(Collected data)
▼
PR #2430, opened 2022-02-16
Fixes bug for filenames with = in the url

leonelcamara:
See https://groups.google.com/g/web2py/c/emZGK0vLy_A/m/BOHVUXhxBAAJ


leonelcamara:
@mdipierro the bug was actually introduced here:

https://github.com/web2py/web2py/commit/4a3ccfdeab0670d42050a1b9709ec7355a13ada8

Can you review the fix.

Issue #2346, opened 2020-09-10
simplejsonrpc does not work with python3.8


iiijjjii:
In python3.8, urllib.request changed the way urllib.parse methods are imported                                                                                  
using leading underscores. As a result simplejsonrpc no longer works.
                                                                                                                                                                                                                                                        >>> from gluon.contrib.simplejsonrpc import ServerProxy                                                                                                         
>>> URL = "http://localhost:8000/app/webservice/call/jsonrpc"                                                                                                   >>> service = ServerProxy(URL, verbose=False)                                                                                                                   
AttributeError: module 'urllib.request' has no attribute 'splittype' 
                                                                                                                                                                                                                                                           
This can be fixed with this change in gluon/contrib/simplejsonrpc.py
-   import urllib.request as urllib                                                                                                                             
+   import urllib.parse as urllib

PR #2433, opened 2022-02-25
make simplejsonrpc compatible with python3.8+

timnyborg:
urllib's splittype and splithost were deprecated in 3.8

This also removes support for python2 in this contrib module (if required, it can be reintroduced, as urlparse was available as part of the urlparse module before integration into urllib.parse)

Fixes https://github.com/web2py/web2py/issues/2346

### DIFF
--- a/gluon/contrib/simplejsonrpc.py
+++ b/gluon/contrib/simplejsonrpc.py
@@ -18,12 +18,17 @@ __license__ = "LGPL 3.0"
 __version__ = "0.05"
 
 import sys
-from urllib import parse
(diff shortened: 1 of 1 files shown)


leonelcamara:
Can't you simply import urlparse from gluon._compat so it stays compatible? It changes almost nothing in your code and it would avoid the incompatibility.

timnyborg:
Excellent point.  I'll do so

timnyborg:
Updated with @leonelcamara's suggestion

leonelcamara:
@timnyborg thanks!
▲
Exercise: Across all the entries above, count each line that has the word "This" in it, and give only the count.

Response: 2